═══ Input

PR #652, opened 2015-11-03
Replace all-zero MAC address for 02:00:00:00:00:00

dpino:
The motivation of this patch is to avoid potential problems because of using MAC addresses with special meanings. For instance, I recall a performance bug because of using a MAC address starting with '01:', which means multicast.

An all zero MAC address is a unicast globally administered address. According to [1], addresses with starting with '00:00:00' are reserved. I think is better to use one of the four family types of unicast locally administered MAC address available in the MAC address space: X2-XX-XX, X6-XX-XX, XA-XX-XX or XE-XX-XX. In this patch I picked 02:00:00:00:00:00.

[1] http://www.iana.org/assignments/ethernet-numbers/ethernet-numbers.xhtml

### DIFF
--- a/src/apps/socket/raw.lua
+++ b/src/apps/socket/raw.lua
@@ -40,8 +40,8 @@ function selftest ()
    local ethernet = require("lib.protocol.ethernet")
    local ipv6 = require("lib.protocol.ipv6")
    local dg_tx = datagram:new()
-   local src = ethernet:pton("00:00:00:00:00:01")
-   local dst = ethernet:pton("00:00:00:00:00:02")
+   local src = ethernet:pton("02:00:00:00:00:01")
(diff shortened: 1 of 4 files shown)


justincormack:
You can apply for an official MAC prefix, probably better than using random
addresses.

lukego:
@alexandergall do you have strong feelings on this patch (affecting `vpws.lua`)?

alexandergall:
The destination address in `vpws.lua` is just a dummy value that should never appear on the wire. It will be overweritten either by a statically configured address or the address discovered by `nd_light`.

Anyway, `vpws.lua` will be replaced by the `l2vpn` program that I'll push to the `vpn` branch soon.

PR #653, opened 2015-11-03
Use %x wildcard where possible

dpino:
Some regular expressions use a customized regular expression [0-9a-fA-F] to match hexidecimal numbers. It is possible to use Lua's %x wildcard to do the same.

http://www.lua.org/pil/20.2.html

══════

» **Exercise aim**
Please give the number of lines in the entries that contain the word "vpws", and nothing besides it.

» **Task answer**
3